Разные люди | страница 110



Они вышли на улицу около девяти часов вечера. Вашапидзе остановился в гостинице «Минск» и пожелал ехать туда на машине. Усаживаясь в такси, он назвал адрес, и Таня увидела, что водитель недоуменно пожимает плечами.

— Не переживай, кацо, я тебя отблагодарю, — проскрипел Вашапидзе и подмигнул Тане. — Если на счетчике будет сорок копеек, я дам тебе шестьдесят.

В номере гостиницы Вашапидзе прежде всего снял с головы широченную кепку, а затем попытался поцеловать Таню.

Таня вывернулась и резко сказала:

— Дмитрий Мелитонович, передайте мне то, что прислал Гурам, и я немедленно отправлюсь домой.

— Девочка, брось философничать! — со злостью выкрикнул Вашапидзе. — Зачем строишь из себя… это… как это? сама знаешь что! Меня он тебе послал, понимаешь, меня!

Кровь бросилась в Танину голову, и она в гневе воскликнула:

— Вы… Как вы смеете так грязно врать?

— Я, Дмитрий Вашапидзе, смею врать? — Он дернул носом и выпучил глаза. — Да я никогда не вру!

И он, не особенно затрудняясь в выборе выражений, выложил Тане то, от чего она остолбенела, а ее руки бессильно повисли вдоль тела. Вашапидзе начал с перечисления полученных ею подарков, точно называя суммы, потраченные Гурамом, а в заключение привел такие подробности, касающиеся привычек и темперамента Тани, что она буквально опешила от навалившихся на нее отчаяния, стыда, ужаса и презрения ко всем на свете, включая самое себя.

Между тем Вашапидзе, превратно истолковав ее состояние, вытащил из брючного кармана пакет, завернутый в газету, извлек оттуда пачку денег, отделил сторублевку и, на ощупь проверив пальцами, не прилипла ли к ней вторая, величавым жестом запихнул ее в Танину сумку.
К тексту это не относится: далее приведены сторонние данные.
PR #64, opened 2020-12-03
HEEDLS-215 Section Page Basic Info Back End

SChandarana:
I've stripped a lot of the stuff from the stored procedure and resulted in this query. I've tested that the query works but there are some weird things with it (such as the nested inner join). Do you have any suggestions on how to make this query better? And also whether it would be better to use Benji's query for courses and extend/change that. (Especially since in future I believe I will also need to do the multi mapping etc)

Once we've decided on the query I can begin writing the tests :D

### DIFF
--- a/DigitalLearningSolutions.Data.Tests/Services/SectionContentServiceTests.cs
+++ b/DigitalLearningSolutions.Data.Tests/Services/SectionContentServiceTests.cs
@@ -35,6 +35,8 @@ namespace DigitalLearningSolutions.Data.Tests.Services
 
             // Then
             var expectedSectionContent = new SectionContent(
+                "Erin Test 01",
+                "Office 2013 Essentials for the Workplace",
                 "Working with Microsoft Office applications",
                 0,
                 28,
@@ -94,6 +96,8 @@ namespace DigitalLearningSolutions.Data.Tests.Services
 
             // Then
             var expectedSectionContent = new SectionContent(
+                "Testing",
+                "Excel 2013 for the Workplace",
                 "Entering data",
                 4,
                 28,
--- a/DigitalLearningSolutions.Data.Tests/Services/SectionContentServiceTests.cs
+++ b/DigitalLearningSolutions.Data.Tests/Services/SectionContentServiceTests.cs
@@ -115,5 +115,97 @@ namespace DigitalLearningSolutions.Data.Tests.Services
             );
             result.Should().BeEquivalentTo(expectedSectionContent);
         }
+
+        [Test]
+        public void Get_section_content_should_return_null_if_archived_date_is_null()
+        {
+            // When
+            const int customisationId = 14212;
+            const int candidateId = 23031;
+            const int sectionId = 261;
+            var result = sectionContentService.GetSectionContent(customisationId, candidateId, sectionId);
+
+            // Then
+            result.Should().BeNull();
+        }
+
+        [Test]
+        public void Get_section_content_should_return_null_if_diag_status_and_is_assessed_and_tutorial_status_are_not_equal_to_one()
+        {
+            // When
+            const int customisationId = 1530;
+            const int candidateId = 23573;
+            const int sectionId = 74;
+            var result = sectionContentService.GetSectionContent(customisationId, candidateId, sectionId);
+
+            // Then
+            result.Should().BeNull();
+        }
+
+        [Test]
+        public void Get_section_content_should_return_content_if_only_diag_status_is_one()
+        {
+            // When
+            const int customisationId = 5982;
+            const int candidateId = 59561;
+            const int sectionId = 74;
+            var result = sectionContentService.GetSectionContent(customisationId, candidateId, sectionId);
+
+            // Then
+            var expectedSectionContent = new SectionContent(
+                "Level 2 - MS Word 2007 DIAGNOSTIC TESTING",
+                "Level 2 - Microsoft Word 2007",
+                "Working with documents",
+                0,
+                28,
+                false,
+                0
+            );
+            result.Should().BeEquivalentTo(expectedSectionContent);
+        }
+
+        [Test]
+        public void Get_section_content_should_return_content_if_only_is_assessed_is_one()
+        {
+            // When
+            const int customisationId = 2684;
+            const int candidateId = 196;
+            const int sectionId = 74;
+            var result = sectionContentService.GetSectionContent(customisationId, candidateId, sectionId);
+
+            // Then
+            var expectedSectionContent = new SectionContent(
+                "Styles and Working with References",
+                "Level 2 - Microsoft Word 2007",
+                "Working with documents",
+                0,
+                28,
+                false,
+                0
+            );
+            result.Should().BeEquivalentTo(expectedSectionContent);
+        }
+
+        [Test]
+        public void Get_section_content_should_return_content_if_only_tutorial_status_is_one()
+        {
+            // When
+            const int customisationId = 1499;
+            const int candidateId = 6;
+            const int sectionId = 74;
+            var result = sectionContentService.GetSectionContent(customisationId, candidateId, sectionId);
+
+            // Then
+            var expectedSectionContent = new SectionContent(
+                "Test",
+                "Level 2 - Microsoft Word 2007",
+                "Working with documents",
+                3,
+                28,
+                true,
+                50
+            );
+            result.Should().BeEquivalentTo(expectedSectionContent);
+        }
     }
 }
--- a/DigitalLearningSolutions.Data.Tests/Services/SectionContentServiceTests.cs
+++ b/DigitalLearningSolutions.Data.Tests/Services/SectionContentServiceTests.cs
@@ -45,7 +45,33 @@ namespace DigitalLearningSolutions.Data.Tests.Services
         }
 
         [Test]
-        public void Get_section_content_should_return_null_on_invalid_input()
+        public void Get_section_content_should_return_null_if_customisation_id_is_invalid()
+        {
+            //When
+            const int customisationId = 0;
+            const int progressId = 173218;
+            const int sectionId = 382;
+            var result = sectionContentService.GetSectionContent(customisationId, progressId, sectionId);
+
+            // Then
+            result.Should().BeNull();
+        }
+
+        [Test]
+        public void Get_section_content_should_return_null_if_progress_id_is_invalid()
+        {
+            //When
+            const int customisationId = 15853;
+            const int progressId = 0;
+            const int sectionId = 382;
+            var result = sectionContentService.GetSectionContent(customisationId, progressId, sectionId);
+
+            // Then
+            result.Should().BeNull();
+        }
+
+        [Test]
+        public void Get_section_content_should_return_null_if_section_id_is_invalid()
         {
             //When
             const int customisationId = 15853;
@@ -55,6 +81,26 @@ namespace DigitalLearningSolutions.Data.Tests.Services
 
             // Then
             result.Should().BeNull();
+        }
+
+        [Test]
+        public void Get_section_content_should_return_correct_section_when_percent_complete_is_not_zero()
+        {
+            // When
+            const int customisationId = 19262;
+            const int progressId = 201058;
+            const int sectionId = 1011;
+            var result = sectionContentService.GetSectionContent(customisationId, progressId, sectionId);
+
+            // Then
+            var expectedSectionContent = new SectionContent(
+                "Entering data",
+                4,
+                28,
+                true,
+                25
+            );
+            result.Should().BeEquivalentTo(expectedSectionContent);
         }
     }
 }
--- a/DigitalLearningSolutions.Data.Tests/Services/SectionContentServiceTests.cs
+++ b/DigitalLearningSolutions.Data.Tests/Services/SectionContentServiceTests.cs
@@ -1,0 +1,60 @@
+﻿using System;
+using System.Collections.Generic;
+using System.Text;
+
+namespace DigitalLearningSolutions.Data.Tests.Services
+{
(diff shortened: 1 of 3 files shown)


DigitalLearningSolutions.Data/Services/SectionContentService.cs
```diff
@@ -0,0 +1,61 @@
...
+        public SectionContentService(IDbConnection connection, ILogger<SectionContentService> logger)
+        {
+            this.connection = connection;
+            this.logger = logger;
+        }
+
+        public SectionContent? GetSectionContent(int customisationId, int progressId, int sectionId)
+        {
+            return connection.Query<SectionContent>(
+                @"SELECT Sections.SectionName,
```
FridaTveit, line 28: The indentation is a bit inconsistent in this query. Fixing that will make it a bit easier to read 🙂

DigitalLearningSolutions.Data/Services/SectionContentService.cs
```diff
@@ -0,0 +1,61 @@
...
+	                    AND (Progress.ProgressID = @progressId) 
+	                    AND (Sections.SectionID = @sectionId)
+                    GROUP BY
+                        Sections.SectionID, 
+	                    Sections.SectionName, 
+	                    Sections.AverageSectionMins, 
+	                    Progress.CandidateID, 
+	                    Progress.CustomisationID;",
+                new { customisationId, progressId, sectionId }
+            ).FirstOrDefault();
```
FridaTveit, line 58: Can use `QueryFirstOrDefault` instead 🙂

DigitalLearningSolutions.Data/Services/SectionContentService.cs
```diff
@@ -0,0 +1,61 @@
...
+    using Dapper;
+    using DigitalLearningSolutions.Data.Models.SectionContent;
+    using Microsoft.Extensions.Logging;
+
+    public interface ISectionContentService
+    {
+        SectionContent? GetSectionContent(int customisationId, int progressId, int sectionId);
+    }
+
+    public class SectionContentService : ISectionContentService
```
FridaTveit, line 14: You need to add tests for this 🙂

FridaTveit (commented):
A few comments and tests are missing 🙂 

I'd also expect the front end work to include using this service in the controller and passing the values to the front end. But fine to do that in a separate PR 🙂 

The query seems okay. Formatting it more consistently should make it easier to read though, so I'll review again once that's fixed 🙂 I'm not quite sure what you mean by extending Benji's query? Do you mean the query to get the course content? That fetches different information to what we want here so we couldn't reuse that 🙂

DigitalLearningSolutions.Data/Services/SectionContentService.cs
SChandarana: I wasn't really sure of the best way to indent the "FROM" part of the query as there is a sort of nested JOIN. I chose to indent the nested part as follows
```
FROM aspProgress
INNER JOIN Progress ON aspProgress.ProgressID = Progress.ProgressID 
INNER JOIN Sections 
    INNER JOIN Tutorials ON Sections.SectionID = Tutorials.SectionID 
    INNER JOIN CustomisationTutorials ON Tutorials.TutorialID = CustomisationTutorials.TutorialID 
ON aspProgress.TutorialID = Tutorials.TutorialID                    
```
Is there a better way to do this?

FridaTveit: Good point, it is a bit of a tricky one. I think just a few tweaks are necessary to make sure all statements at the same level are indented the same. So everything in the SELECT section should be indented the same, the inner joins at the same level should be indented the same etc. Does that make sense? For the from section I'd probably do something like 
```
FROM aspProgress
  INNER JOIN Progress ON aspProgress.ProgressID = Progress.ProgressID 
  INNER JOIN Sections 
    INNER JOIN Tutorials ON Sections.SectionID = Tutorials.SectionID 
    INNER JOIN CustomisationTutorials ON Tutorials.TutorialID = CustomisationTutorials.TutorialID 
    ON aspProgress.TutorialID = Tutorials.TutorialID 
  INNER JOIN Customisations ON Progress.CustomisationID = Customisations.CustomisationID
  LEFT OUTER JOIN AssessAttempts ON Progress.ProgressID = AssessAttempts.ProgressID AND Sections.SectionNumber = AssessAttempts.SectionNumber
WHERE
```
🙂

SChandarana:
Ah whoops, I left my WIP commit in rather than amending, just ignore that. I'm working on the tests now but thought it would be good to put the query up for review.
I solved the nested INNER LOOP issues with a restructuring of the SQL joins so they were done in a different order but still resulted in the same thing

FridaTveit:
Looks good, other than missing tests 🙂

DigitalLearningSolutions.Data.Tests/Services/SectionContentServiceTests.cs
```diff
@@ -0,0 +1,60 @@
...
+                0,
+                28,
+                true,
+                0
+            );
+            result.Should().BeEquivalentTo(expectedSectionContent);
+        }
+
+        [Test]
+        public void Get_section_content_should_return_null_on_invalid_input()
```
FridaTveit, line 48: What's invalid about this input? I made a similar comment on Benji's most recent PR, might help to have a look at the solution we ended up with there 🙂

DigitalLearningSolutions.Data.Tests/Services/SectionContentServiceTests.cs
```diff
@@ -0,0 +1,60 @@
...
+        [SetUp]
+        public void Setup()
+        {
+            var connection = ServiceTestHelper.GetDatabaseConnection();
+            var logger = A.Fake<ILogger<SectionContentService>>();
+            sectionContentService = new SectionContentService(connection, logger);
+        }
+
+        [Test]
+        public void Get_section_content_should_return_section_content()
```
FridaTveit, line 28: I think it would be useful to test a few more cases. For example testing that a section which has percentage complete is fetched correctly 🙂

FridaTveit (commented):

DigitalLearningSolutions.Data/Models/SectionContent/SectionContent.cs
```diff
@@ -2,20 +2,26 @@
 {
     public class SectionContent
     {
+        public string CustomisationName { get; }
+        public string ApplicationName { get; }
```
FridaTveit, line 6: I think this should be joined together as Title, like it is for course content 🙂

FridaTveit (commented):

DigitalLearningSolutions.Data/Services/SectionContentService.cs
```diff
@@ -0,0 +1,65 @@
...
+        private readonly IDbConnection connection;
+        private readonly ILogger<SectionContentService> logger;
+
+        public SectionContentService(IDbConnection connection, ILogger<SectionContentService> logger)
+        {
+            this.connection = connection;
+            this.logger = logger;
+        }
+
+        public SectionContent? GetSectionContent(int customisationId, int progressId, int sectionId)
```
FridaTveit, line 25: One thing I've just noticed, this needs to take the candidate id rather than the progress id. As we should only return content if the candidate is enrolled on the course. If there is no progress record for the course then anything which relies on the progress record should be initialised to a sensible default value, e.g. 0 percent complete 🙂

DigitalLearningSolutions.Data.Tests/Services/SectionContentServiceTests.cs
```diff
@@ -0,0 +1,110 @@
...
+                "Excel 2013 for the Workplace",
+                "Entering data",
+                4,
+                28,
+                true,
+                25
+            );
+            result.Should().BeEquivalentTo(expectedSectionContent);
+        }
+    }
```
FridaTveit, line 109: We should also have a test for if there's no progress record, or the progress record is invalid (due to having removed date or system reset) 🙂

FridaTveit (commented):
Spotted an issue with the query, sorry for not noticing this sooner! Otherwise looks good 🙂

DigitalLearningSolutions.Data/Services/SectionContentService.cs
SChandarana: Can this be done using the query `GetOrCreateProgressId` frank made for course content? And if so would it be useful to extract it to a different helper method rather than have it within the course content service

FridaTveit: Yes, it should use that. It's not really a problem to have it in the course content service though, as it will be called from the controller. Does that make sense? So I won't expect that to be done in this PR 🙂

DigitalLearningSolutions.Data/Services/SectionContentService.cs
```diff
@@ -0,0 +1,65 @@
...
+	                    INNER JOIN Tutorials ON Tutorials.TutorialID = aspProgress.TutorialID
+	                    INNER JOIN CustomisationTutorials ON CustomisationTutorials.TutorialID = Tutorials.TutorialID
+	                    INNER JOIN Sections ON Sections.SectionID = Tutorials.SectionID 
+	                    INNER JOIN Customisations ON Progress.CustomisationID = Customisations.CustomisationID
+	                    INNER JOIN Applications ON Customisations.ApplicationID = Applications.ApplicationID
+	                    LEFT OUTER JOIN AssessAttempts ON Progress.ProgressID = AssessAttempts.ProgressID AND Sections.SectionNumber = AssessAttempts.SectionNumber
+                    WHERE (CustomisationTutorials.CustomisationID = Progress.CustomisationID)
+	                    AND (Progress.CustomisationID = @customisationId)
+	                    AND (Progress.ProgressID = @progressId) 
+	                    AND (Sections.SectionID = @sectionId)
```
FridaTveit, line 53: One more thing; there are a few checks which are in the WHERE of the stored procedure to fetch sections, but are missing here. In particular checking CustomisationTutorials.Status, CustomisationTutorials.DiagStatus, Sections.ArchivedDate and Customisations.IsAssessed. We should probably also check that the customisation is active, although that's not in the stored procedure. Just confirming that with Kevin now 🙂

FridaTveit (commented):
One more thing I noticed about the query, sorry for not spotting earlier! 🙂

SChandarana:
I believe this push should be everything we need. Just let me know if there are anymore tests that i need to add. @kwunkiuma is working on the combining of FE and BE so I can work on the next section page backend stuff, so he'll add the controller behaviour we oultlined earlier

DigitalLearningSolutions.Data/Services/SectionContentService.cs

— Вот тебе первый подарок, девочка! — назидательным тоном проскрипел он, подойдя вплотную к Тане. — Будешь старательной, я тебе много чего подарю. Гурам — мальчишка, а Мито Вашапидзе — настоящий мужчина. Чтоб ты знала, кахетинцы — самые неистовые мужчины, лучше не бывает!

Таня не шелохнулась.

Вашапидзе счел ее молчание за знак согласия и, для удобства приподнявшись на цыпочки, принялся обеими руками расстегивать пуговицы на Танином платье. Толчком отбросив от себя Вашапидзе, она выхватила из сумки сторублевку, плюнула на нее и с маху припечатала к его вспотевшему лбу.

— Сволочи, чтоб вы все передохли с вашими проклятыми деньгами! — срывающимся голосом крикнула Таня и бросилась вон из номера.

Она не помнила, как добиралась до дому, и всю ночь не смыкала глаз. «Сволочи, сволочи, сволочи! — без устали твердила Таня в мокрую от слез подушку. — Какие же они сволочи! А самая мерзкая, самая законченная сволочь — это Гурам, будь он проклят на веки вечные! За что мне наплевали в душу? Разве я виновата в том, что в моей жизни все пошло вкривь и вкось? Что я ему сделала плохого? В чем провинилась перед ним? За что же он так жестоко унизил меня? За что?!» Она представляла себе лицо Гурама, вглядывалась в знакомые черты, пыталась понять, что побудило его к оскорблению, и не находила сколько-нибудь вразумительного ответа. Только под утро ей стало ясно, что, фигурально выражаясь, она ломилась в открытую дверь. Разве Гурам, Вашапидзе и им подобные — люди? Нет, нет и еще раз нет! Во все времена человеческое общество с осуждением относилось к издевательству сильного над слабым, а тем более над беззащитным, но эти сволочи свысока поплевывают на правила морали! Они, должно быть, испытывают особое, утонченное удовольствие, когда им выпадает случай использовать человека, как заблагорассудится, а потом не просто отбросить, — но и непременно унизить, показать ему собственную ничтожность, наивность, глупость и дурацкую, непростительную доверчивость в кривом зеркале их павианьих шуток? Разве у них есть хоть какое-нибудь право считать себя мужчинами? Черта с два! Они просто-напросто мерзавцы, притворяющиеся людьми ради постановки грязных спектаклей вроде того, какой в недобрый час выпал на ее долю!